Yuan Yu is a senior researcher at Microsoft Research Silicon Valley lab, where he currently works on systems and programming models for large-scale parallel and distributed computing. He is the project leader and primary developer of DryadLINQ. He joined Microsoft Research in 2002. Previously, he was a senior member of technical staff at the DEC/Compaq Systems Research Center. He has a PhD in Applied Mathematics from University of Texas at Austin.
Abstract
A DryadLINQ program is a sequential program (written in C#, VB, or F#) composed of LINQ queries performing arbitrary side effect-free transformations on datasets, and can be written and debugged using standard .NET development tools.
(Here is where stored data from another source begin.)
PR #2853, opened 2025-07-20
Migrate `authenticateAndUpgradeRole.ts`

naman9271:


saghul:
Can you move this into JitsiConference instead? I think it was outside for some legacy reasons at one point, but I see no reason why it cannot be where. it belongs now.

naman9271:
@saghul i have moved it to JitsiCOnference please take a look

JitsiConference.ts
```diff
@@ -210,6 +215,149 @@ function _getCodecMimeType(codec: string): Nullable<CodecMimeType> {
...
+    id: string;
+    onCreateResource?: (...args: any[]) => any;
+    onLoginSuccessful?: () => void;
+    password: string;
+}
+interface IProcessWithCancel extends Promise<void> {
+    cancel: () => void;
+}
+
+/* eslint-disable no-invalid-this */
```
saghul: Not like this, make the function a method of conference, of course!

naman9271: ahh got it .. please take a look i have fixed this in lastest commit

JitsiConference.ts
```diff
@@ -6,11 +6,16 @@ import * as JitsiConferenceErrors from './JitsiConferenceErrors';
 import JitsiConferenceEventManager from './JitsiConferenceEventManager';
 import * as JitsiConferenceEvents from './JitsiConferenceEvents';
 import type JitsiConnection from './JitsiConnection';
+import {
+    CONNECTION_DISCONNECTED,
```
saghul: You only need JitsiConnectionEvents, the rest are within it.

JitsiConference.ts
```diff
@@ -759,20 +791,123 @@ export default class JitsiConference extends Listenable {
...
+ * Jicofo in order to obtain a session ID (which is then stored in the local
+ * storage). The user's role of the parent conference will be upgraded to
+ * moderator (by Jicofo). It's also used to join the conference when starting
+ * from anonymous domain and only authenticated users are allowed to create new
+ * rooms.
+ *
+ * @param options - Options for authentication and upgrade.
+ * @returns A thenable which settles when the process finishes and has a cancel method.
+ */
+ authenticateAndUpgradeRole(this: JitsiConference, {
```
saghul: Why do you put it here rather than with the other instance methods?!

saghul: You don't need to type `this`. Also, you can run the linter locally rather than pushing untested code.

naman9271: Ah, my bad. I’ve fixed the changes in the latest commit, and I’ll make sure to keep this in mind for the future.

JitsiConference.ts
```diff
@@ -2307,22 +2334,125 @@ export default class JitsiConference extends Listenable {
...
+        (process as IProcessWithCancel).cancel = () => {
+            canceled = true;
+            rejectPromise({});
+            xmpp?.disconnect();
+        };
+
+        return process;
     }
 
+    /* eslint-enable no-invalid-this */
```
saghul: Drop this comment.

JitsiConference.ts
```diff
@@ -2307,22 +2334,125 @@ export default class JitsiConference extends Listenable {
...
+        // 2. Let the API client/consumer know as soon as the XMPP user has been
+        //    successfully logged in.
+        onLoginSuccessful
+    }: IAuthenticateAndUpgradeRoleOptions): Promise<void> {
+        let canceled = false;
+        let rejectPromise: (reason?: IUpgradeRoleError | {}) => void;
+        let xmpp: XMPP = new XMPP(this.connection.options, undefined);
+
+        const process = new Promise<void>((resolve, reject) => {
+        // The process is represented by a Thenable with a cancel method. The
```
saghul: Is the indentation alright here?

JitsiConference.ts
```diff
@@ -2307,22 +2334,125 @@ export default class JitsiConference extends Listenable {
         }
     }
 
+
+    /* eslint-disable no-invalid-this */
```
saghul: Drop this

naman9271: Done please take a look

saghul:

naman9271:
cc: @saghul

saghul (approved):

PR #3091, opened 2026-08-18
feat(xmpp): handle the client-requirements IQ from jicofo.

bgrozev:
Adds support for the `jitsi:client-requirements` IQ, which jicofo uses to signal that this client does not advertise the capabilities that the deployment requires.

- Advertises `http://jitsi.org/client-requirements-1`.
- Handles the IQ and fires a new `CLIENT_REQUIREMENTS_NOT_MET` conference event.
- Advertises the version of the library in presence, so that the server can log it.

A client which the server does not invite stays in the conference. The library does not fire `CONFERENCE_FAILED`, so the features which do not need a media session, for example chat, keep working.

Set of PRs, all on a branch named `client-capability-requirements`:

- jitsi-xmpp-extensions: https://github.com/jitsi/jitsi-xmpp-extensions/pull/149
- jicofo: https://github.com/jitsi/jicofo/pull/1303
- lib-jitsi-meet: https://github.com/jitsi/lib-jitsi-meet/pull/3091
- jitsi-meet: https://github.com/jitsi/jitsi-meet/pull/17730


modules/xmpp/ChatRoom.ts
```diff
@@ -2270,6 +2278,49 @@ export default class ChatRoom extends Listenable {
...
+        if (!requirements) {
+            return;
+        }
+
+        const action = getAttribute(requirements, 'action');
+        const features = findAll(requirements, ':scope>missing-feature').map(feature => {
+            return {
+                details: getAttribute(feature, 'details') ?? undefined,
+                feature: getAttribute(feature, 'var'),
+                level: getAttribute(feature, 'level'),
```
damencho: `getAttribute()` (from `modules/util/XMLUtils.ts`) returns `string | null`, not `string | undefined`. The optional fields all apply `?? undefined` to normalise to `undefined` when absent, but the three required fields do not:

```typescript
const action = getAttribute(requirements, 'action');   // string | null
// ...
feature: getAttribute(feature, 'var'),   // string | null
level: getAttribute(feature, 'level'),   // string | null
```

A malformed or adversarial IQ with a missing `action` attribute will emit `{ action: null, ... }` to the event handler. Consumers that test `action === 'reject'` will silently fail (null !== 'reject') instead of ignoring the stanza. The same applies to `feature` (the capability URI) and `level` (enforcement level).

Consider:
```typescript
const action = getAttribute(requirements, 'action');
if (!action) { return; }   // or throw / log
// ...
feature: getAttribute(feature, 'var') ?? undefined,
level: getAttribute(feature, 'level') ?? undefined,
```
or adjust the `ClientRequirementsReceivedEvent` type to reflect `string | null` explicitly and guard at the consumer.

modules/xmpp/ChatRoom.clientRequirements.spec.ts
```diff
@@ -0,0 +1,132 @@
...
+
+    it('ignores an IQ with no client-requirements element', () => {
+        room.onClientRequirements($iq({
+            from: FOCUS_JID,
+            type: 'set'
+        }).tree());
+
+        expect(emitted.length).toBe(0);
+    });
+});
```
damencho, line 194: The test suite covers well-formed IQs and sender filtering, but not an IQ where a required attribute (`action`, `var`, or `level`) is absent or null. Since `getAttribute()` returns null for missing attributes and the handler currently propagates that null into the emitted event, a test like:

```typescript
it('handles an IQ with a missing action attribute gracefully', () => {
    const iq = buildIq('focus@example.com', [{ 'var': 'http://jitsi.org/ssrc-rewriting-1', level: 'required' }]);
    // patch: remove action attr from the client-requirements element
    iq.querySelector('client-requirements')!.removeAttribute('action');
    room.onClientRequirements(iq);
    // assert: either not emitted, or emitted with action === null (whichever the spec says)
});
```

would pin the intended behavior and catch a future guard if it's added (or removed).

modules/xmpp/ChatRoom.ts
```diff
@@ -2270,6 +2278,49 @@ export default class ChatRoom extends Listenable {
...
+     * session (e.g. chat).
+     *
+     * @param iq The received iq.
+     * @internal
+     */
+    onClientRequirements(iq: Element): void {
+        const from = iq.getAttribute('from');
+
+        if (from !== this.focusMucJid) {
+            logger.warn('Ignored client requirements from non focus peer');
```
damencho: The rejection log omits the sender JID:

```typescript
logger.warn('Ignored client requirements from non focus peer');
```

This follows the pre-existing pattern for `onMute` / `onAudioMuted` / `onVideoMuted` in this file, but the same PR adds an explicit `from !== room.roomjid` guard in `strophe.emuc.ts` where the sender JID is the key diagnostic. Including it here would make rejections actionable without needing packet traces:

```typescript
logger.warn(`Ignored client requirements from non focus peer: ${from}`);
```

damencho (commented):
Three findings from the review. The first two are genuinely new; the third follows a pre-existing pattern in the codebase but is worth fixing for consistency with the new focus-JID guard added in this same PR.

damencho (approved):

modules/xmpp/ChatRoom.ts
```diff
@@ -72,6 +73,56 @@ export interface IChatRoomOptions {
     statsId?: string;
 }
 
+/**
+ * The action of a client-requirements IQ: the client is not invited to the conference.
+ */
+export const CLIENT_REQUIREMENTS_ACTION_REJECT = 'reject';
```
saghul: Does it not make sense to make these 2 an enum?

modules/xmpp/strophe.emuc.ts
```diff
@@ -256,6 +258,12 @@ export default class MucConnectionPlugin extends ConnectionPluginListenable {
             return true;
         }
 
+        if (from !== room.roomjid) {
```
saghul, line 261: Unrelated change?

modules/xmpp/strophe.emuc.ts
```diff
@@ -273,4 +281,23 @@ export default class MucConnectionPlugin extends ConnectionPluginListenable {
...
+     * A client-requirements IQ is received, pass it to the room.
+     *
+     * @param iq The received iq.
+     * @returns {boolean}
+     */
+    onClientRequirements(iq: Element): boolean {
+        const from = iq.getAttribute('from');
+        const room = this.rooms[Strophe.getBareJidFromJid(from)];
+
+        if (!room) {
```
saghul, line 295: How would this happen?

saghul (approved):

modules/xmpp/strophe.emuc.ts
bgrozev: The strophe.emuc listener fires for any IQ to our full JID, so if someone not in the room routes an IQ to us (or if we hit the race of the room being destroyed before we received the IQ)

PR #3094, opened 2026-08-24
feat(xmpp): add participant chat shadow-ban support

Alok-work23:
## Description

Adds chat shadow-ban support to `lib-jitsi-meet`.

The change introduces the conference and XMPP-layer support required for Jitsi Meet to enable or disable chat shadow-ban for a participant. The participant remains in the conference, while the shadow-ban request is sent to the server for enforcement by the custom Prosody module.

Changes are limited to the conference and XMPP chat-room layers:

- Added `setChatShadowBan()` to `JitsiConference`.
- Added `setChatShadowBan()` to `ChatRoom`.
- `JitsiConference` resolves the participant ID to the participant JID.
- `ChatRoom` sends a custom `<shadow-ban>` XMPP IQ containing the participant JID and enabled state.
- Added XMPP error handling for the shadow-ban operation.

## Related Issue

N.A.

## Motivation and Context

The Jitsi Meet frontend needs a way to request that a participant's chat messages be shadow-banned without removing the participant from the conference.

This change provides the `lib-jitsi-meet` API and XMPP plumbing required by the Jitsi Meet moderator action and the custom Prosody shadow-ban implementation.

## How Has This Been Tested?

The following checks were completed successfully:

- `npx tsc --noEmit`
- `npm run lint`

Runtime end-to-end verification of the complete shadow-ban flow is still being verified, including the final Prosody-side handling of the custom XMPP IQ and message filtering.

Not applicable. This PR contains no UI changes.

## Types of changes

## Checklist:


damencho (commented):
Reviewed together with jitsi/jitsi-meet#17743, where the bulk of the comments live.

## Blocker: the JID sent to the server is the room's own JID

`JitsiConference.setChatShadowBan()` passes `participant.getJid()`. That is the MUC **occupant** JID (`room@conference.domain/abc123`), not the participant's real JID — see `onMemberJoined()` at `JitsiConference.ts:3827`, where the first argument is the occupant JID and the real JID arrives separately as `fullJid` and is stored via `setConnectionJid()`.

`ChatRoom.setChatShadowBan()` then applies `Strophe.getBareJidFromJid()` to it, which yields `room@conference.domain` — the room, not the participant. Prosody stores that in `room.shadow_banned_jids`, while its `message/bare` handler compares against `jid.bare(stanza.attr.from)`, the sender's real bare JID (`user@domain`). The two can never match, so no message is ever dropped and the feature is a no-op end to end.

If the IQ approach is kept, `participant.getConnectionJid()` is the value you want (real JIDs are disclosed — `muc_room_default_public_jids = true` in the config example). But see below, because I don't think the IQ is the right transport any more.

## The support-detection layer is dead code, and already exists on master

`XMPPEvents.MUC_SHADOW_BAN_SUPPORTED_CHANGED` is emitted but never forwarded to a `JitsiConferenceEvents` member, so nothing outside the lib can listen — compare `JitsiConferenceEventManager.ts:343-346`, which forwards both `MUC_VISITORS_SUPPORTED_CHANGED` and `MUC_MESSAGE_MODERATION_SUPPORTED_CHANGED`. In jitsi-meet the consequence is that `ParticipantContextMenu` reads `conference?.isShadowBanSupported?.()` from inside a `useSelector`, which only ever resolves because some unrelated dispatch happens to follow disco#info.

More to the point: master already has `isMessageModerationSupported()` (`JitsiConference.ts:5005`) fed from `muc#roominfo_messageModerationEnabled`, forwarded as `MESSAGE_MODERATION_SUPPORTED_CHANGED`, and landed in redux as `state['features/chat'].messageModerationSupported`. If shadow-ban moves into `mod_muc_message_moderation` as suggested on the jitsi-meet PR, this whole layer — the new disco feature parse, the new `XMPPEvents` member, `shadowBanSupported`, `isShadowBanSupported()` — can simply be deleted and the existing flag reused.

## API shape

Following on from that: `mod_muc_message_moderation` acts on the `muc-occupant-groupchat` hook, so the client side already has a matching pattern in `moderateMessage()` (`JitsiConference.ts:3237` → `ChatRoom.ts:1460`), which sends a groupchat stanza rather than an IQ. Modelling `setChatShadowBan()` on that gets you the occupant resolved server-side for free and drops the JID problem above entirely.

## Smaller things

- `.t(enabled.toString())` puts the boolean in element text, and the Prosody side treats anything that is not exactly `"true"` as *unban* — so an empty or malformed body silently means the opposite. An attribute (`enabled="true"`) is both the jitsi convention and safer here.
- The trailing `.up()` on that stanza builder is a no-op.
- The error callback only calls `handleStropheError`, which logs. A `forbidden` reply is therefore invisible to the moderator who clicked; something needs to reach the UI.
- Double blank line left behind after the new method in `JitsiConference.ts`.

`npm run lint` (eslint + `tsc --noEmit`) is clean. Karma not run.

PR #3095, opened 2026-08-27
fix(sdp) keep low profile codecs that omit the profile parameter

damencho:
### What

`SDPUtil.stripCodec(mLine, codec, /* highProfile */ true)` is called for VP9 and H264 on every P2P description (`TPCUtils.mungeCodecOrder`) to drop the high profile payload types. The filter treated a *missing* profile parameter as high profile:

```js
codec.toLowerCase() === CodecMimeType.VP9
    ? !item.config.includes('profile-id=0')
    : !item.config.includes('profile-level-id=42');
```

Firefox never signals `profile-id` for VP9 — it emits `a=fmtp:98 max-fs=12288;max-fr=60` — and profile 0 is the default, so its only VP9 payload type was stripped from its own local description. The same applies to H264, where `profile-level-id` is optional and defaults to the baseline profile.

### Why it matters

Firefox 151+ can encode VP9 ([bugzilla 1633876](https://bugzilla.mozilla.org/show_bug.cgi?id=1633876)), so the P2P codec order now actually resolves to VP9 there. The transceiver keeps VP9 as the send codec while the munged answer no longer offers it, and Firefox ends up sending a payload type the peer never negotiated. Captured from a Firefox 154 ↔ Chrome 151 P2P call in the torture tests:

* Firefox answer (raw): `m=video ... 98 99 96 97 108 109 102 103 45 46`, `a=fmtp:98 max-fs=12288;max-fr=60`
* Firefox answer (post munge, set as local description): `m=video ... 96 108 102 45 97 109 103 46` — no VP9
* Firefox `outbound-rtp`: `codecId → video/VP9 payloadType 98`, framesEncoded 470, 505 packets sent
* Chrome `inbound-rtp` for the same ssrc: `packetsReceived 500, packetsLost 0, framesReceived 0, framesDecoded 0, keyFramesDecoded 0, pliCount 0`, no `codecId`

The receiver gets every packet, cannot map the payload type, decodes nothing and falls back to the avatar. It shows up in the torture tests as `Mute › mute before join and screen share after in p2p` timing out on `waitForRemoteVideo`, but it breaks Firefox → Chrome video in P2P in general.

### Fix

Strip a payload type only when it actually declares a profile other than the low one. A payload type with no profile parameter is now treated the same way as one with no `fmtp` line at all, which the method already preserved.

The H264 branch is included because it is the same rule and the same latent bug; browsers do send `profile-level-id` today, but endpoints are not required to.

### Tests

`modules/sdp/SDPUtil.spec.ts` gets a `strip high profile video codec` block over a new `multiProfileVideoSdp` fixture that mixes VP9 without `profile-id`, VP9 `profile-id=2`, H264 without `profile-level-id`, H264 `profile-level-id=42e01f` and H264 `profile-level-id=64001f`. Without the fix:

```
SDPUtil strip high profile video codec should only remove the payload types that signal a high profile FAILED
	Expected [ 45, 46, 96, 97, 108, 109 ] to contain 98.
	Expected [ 45, 46, 96, 97, 108, 109 ] to contain 99.
	Expected [ 45, 46, 96, 97, 108, 109 ] to contain 102.
	Expected [ 45, 46, 96, 97, 108, 109 ] to contain 103.
TOTAL: 1 FAILED, 579 SUCCESS
```

With the fix `TOTAL: 580 SUCCESS`, `eslint` and `tsc --noEmit` are clean.

### DIFF
--- a/modules/sdp/SDPUtil.spec.ts
+++ b/modules/sdp/SDPUtil.spec.ts
@@ -52,6 +52,51 @@ describe('SDPUtil', () => {
         });
     });
 
+    describe('strip high profile video codec', () => {
+        it('should only remove the payload types that signal a high profile', () => {
+            const sdp = SampleSdpStrings.multiProfileVideoSdp;
+            const videoMLine = sdp.media.find(m => m.type === 'video');
+
+            SDPUtil.stripCodec(videoMLine, 'VP9', true /* high profile */);
+            SDPUtil.stripCodec(videoMLine, 'H264', true /* high profile */);
+
+            const payloadTypes = videoMLine.payloads.split(' ').map(Number);
+
+            // Firefox does not signal 'profile-id' for VP9 which implies profile 0, therefore the payload type and
+            // its RTX have to be kept, otherwise Firefox ends up sending a codec that was not negotiated.
+            expect(payloadTypes).toContain(98);
+            expect(payloadTypes).toContain(99);
+
+            // Same for H264 payload types that signal the baseline profile or no profile at all.
+            expect(payloadTypes).toContain(108);
+            expect(payloadTypes).toContain(109);
+            expect(payloadTypes).toContain(102);
+            expect(payloadTypes).toContain(103);
+
+            // The high profile payload types and their RTX are removed.
+            expect(payloadTypes).not.toContain(100);
+            expect(payloadTypes).not.toContain(101);
+            expect(payloadTypes).not.toContain(114);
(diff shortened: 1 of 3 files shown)


damencho:
Test coverage for this on the torture side: https://github.com/jitsi/jitsi-meet/pull/17759 (same branch name, so its PR test job builds this branch).

hristoterezov (approved):

saghul (approved):

PR #3096, opened 2026-08-28
fix(ScreenObtainer): remove the legacy Electron desktop picker path

FuriousTurtle:
## Description

Removes the legacy Electron desktop picker path so Electron always uses `getDisplayMedia`, like every other supported platform.

- `_createObtainStreamMethod()` no longer special-cases `browser.isElectron()`, so Electron falls through to `_obtainScreenFromGetDisplayMedia`
- Removed `_obtainScreenOnElectron()`, including the `window.JitsiMeetScreenObtainer.openDesktopPicker` flow and its `getUserMedia` constraint building
- Removed the `_electronSkipDisplayMedia` latch that selected between the two paths
- Removed `ILegacyVideoConstraints` and `IAudioConstraints`, now unused
- Removed `ELECTRON_DESKTOP_PICKER_ERROR` and `ELECTRON_DESKTOP_PICKER_NOT_FOUND` from `JitsiTrackErrors`, along with their messages in `JitsiTrackError` and their assertions in `JitsiTrackErrors.spec.ts`, since nothing can raise them any more

## Related Issue

Follow-up to #2605 / #2597, which added the gDM path and left this note in the code:

```
// @ts-ignore TODO: legacy flow, remove after the Electron SDK supporting gDM has been out for a while.
```

Discussion that led to this PR: jitsi/jitsi-meet-electron-sdk#512

## Motivation and Context

gDM support landed in `@jitsi/electron-sdk` 7.0.0 (Feb 2025), so the compatibility window the TODO asked for has passed.

Beyond the cleanup, the legacy path is actively broken on Wayland, which is now the default session on Ubuntu, Fedora and RHEL.

There, `desktopCapturer.getSources()` cannot enumerate silently. Every call goes through xdg-desktop-portal and shows a consent dialog. The user picks their source in the portal, then the Jitsi picker opens and asks them to pick again from a list containing only what they already chose. `DesktopPicker` also refreshes its thumbnails on a 2s interval, and each refresh triggers another portal prompt, so the OS dialog keeps reopening for as long as the picker is open. Some of our users concluded screen sharing was broken and stopped using it.

On the gDM path none of that happens. The portal is the only picker, and the selected source shares immediately, which is the same flow browser users already get.

Note the two removed error constants were exported, so this is technically breaking for anyone referencing them. They only ever described failures of the picker flow being removed here, so they cannot be raised any more. Happy to keep them as deprecated no-ops instead if you would rather avoid the break.

## How Has This Been Tested?

`tsc --noEmit` clean, `eslint` clean, 580/580 existing unit tests pass.

Verified end to end with a full local build: this branch packed and installed into `jitsi-meet` master (98de6219c, which pins lib-jitsi-meet at 48c54c20, the commit this branch is based on), then `make compile`, and the resulting `app.bundle.min.js`, `external_api.min.js`, `chunks/` and `lib-jitsi-meet.min.js` deployed together.

Client: Electron 44.0.0 with `@jitsi/electron-sdk` 10.0.4, on Ubuntu 26.04, GNOME Shell 50.1, Wayland, xdg-desktop-portal 1.21.1, PipeWire 1.6.2.

Result: clicking share opens the xdg-desktop-portal dialog once, and the selected source is shared immediately. No second picker, no repeated portal prompts, and re-sharing opens a fresh portal dialog so a different source can be chosen.

For comparison, on a released build (`jitsi-meet-web` 1.0.8384-1) with the legacy path active, both pickers appear, the source has to be selected twice, and the portal dialog reopens every 2 seconds while the Jitsi picker is open. Setting `electronUseGetDisplayMedia` on that same build produces the same good behaviour as this branch, which is what this PR makes unconditional.

Browser clients were unaffected, as expected, since they already used this code path.

N/A

## Types of changes

- [x] Breaking change (fix or feature that would cause existing functionality to change)

## Checklist:

### DIFF
--- a/JitsiTrackError.ts
+++ b/JitsiTrackError.ts
@@ -29,8 +29,6 @@ const TRACK_ERROR_TO_MESSAGE_MAP: { [key: string]: string; } = {
     [JitsiTrackErrors.SCREENSHARING_USER_CANCELED]: 'User canceled screen sharing prompt',
     [JitsiTrackErrors.SCREENSHARING_GENERIC_ERROR]: 'Unknown error from screensharing',
     [JitsiTrackErrors.SCREENSHARING_NOT_SUPPORTED_ERROR]: 'Not supported',
-    [JitsiTrackErrors.ELECTRON_DESKTOP_PICKER_ERROR]: 'Unknown error from desktop picker',
-    [JitsiTrackErrors.ELECTRON_DESKTOP_PICKER_NOT_FOUND]: 'Failed to detect desktop picker',
     [JitsiTrackErrors.GENERAL]: 'Generic getUserMedia error',
     [JitsiTrackErrors.PERMISSION_DENIED]: 'User denied permission to use device(s): ',
     [JitsiTrackErrors.NOT_FOUND]: 'Requested device(s) was/were not found: ',
--- a/JitsiTrackErrors.spec.ts
+++ b/JitsiTrackErrors.spec.ts
@@ -5,8 +5,6 @@ import * as exported from "./JitsiTrackErrors";
 describe( "/JitsiTrackErrors members", () => {
     const {
         CONSTRAINT_FAILED,
-        ELECTRON_DESKTOP_PICKER_ERROR,
-        ELECTRON_DESKTOP_PICKER_NOT_FOUND,
         GENERAL,
         NOT_FOUND,
         PERMISSION_DENIED,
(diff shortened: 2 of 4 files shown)


saghul (approved):

FuriousTurtle:

I signed the individual one

jallamsetty1:
> > Hi, thanks for your contribution! If you haven't already done so, could you please make sure you sign our CLA (https://jitsi.org/icla for individuals and https://jitsi.org/ccla for corporations)? We would unfortunately be unable to merge your patch unless we have that piece :(.
> 
> I signed the individual one

Thank you for the PR. Can you share the email ID you used for signing the CLA? I am unable to pull up the signed copy to verify.

FuriousTurtle:
I signed as mourier.tony@outlook.com

damencho:
The commits here are not coming from that email. You need to update one or another.

FuriousTurtle:
I re-signed with the corresponding mail, it should be good now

The DryadLINQ system automatically and transparently translates the LINQ queries in the program into distributed execution plans and executes them on large compute clusters using the Dryad execution engine. In this talk, I will describe the programming model, the design and implementation, and applications of the systems.
Video
Slides
John Corwin is a senior engineer in Yahoo!'s Cloud Computing group in Sunnyvale, CA, where he works on the Sherpa distributed database platform. Before joining Yahoo!, John attended graduate school at Yale where he did research on database systems. Prior to that, John was a member of IBM's Advanced Internet Technology group in Cambridge, MA.
Abstract
Sherpa is Yahoo!'s next-generation structured-record distributed storage service that addresses growing scalability needs of Yahoo!'s properties. Important features of Sherpa include high scalability, elastic growth, a global footprint, and low-latency access from anywhere. One key difference between Sherpa and other distributed database systems is Sherpa's support for different consistency models, allowing the application developer to manage the trade-off between consistency, availability, and performance. In this talk, I will give an overview of the Sherpa architecture and describe how various web serving application can use Sherpa to solve their data storage problems.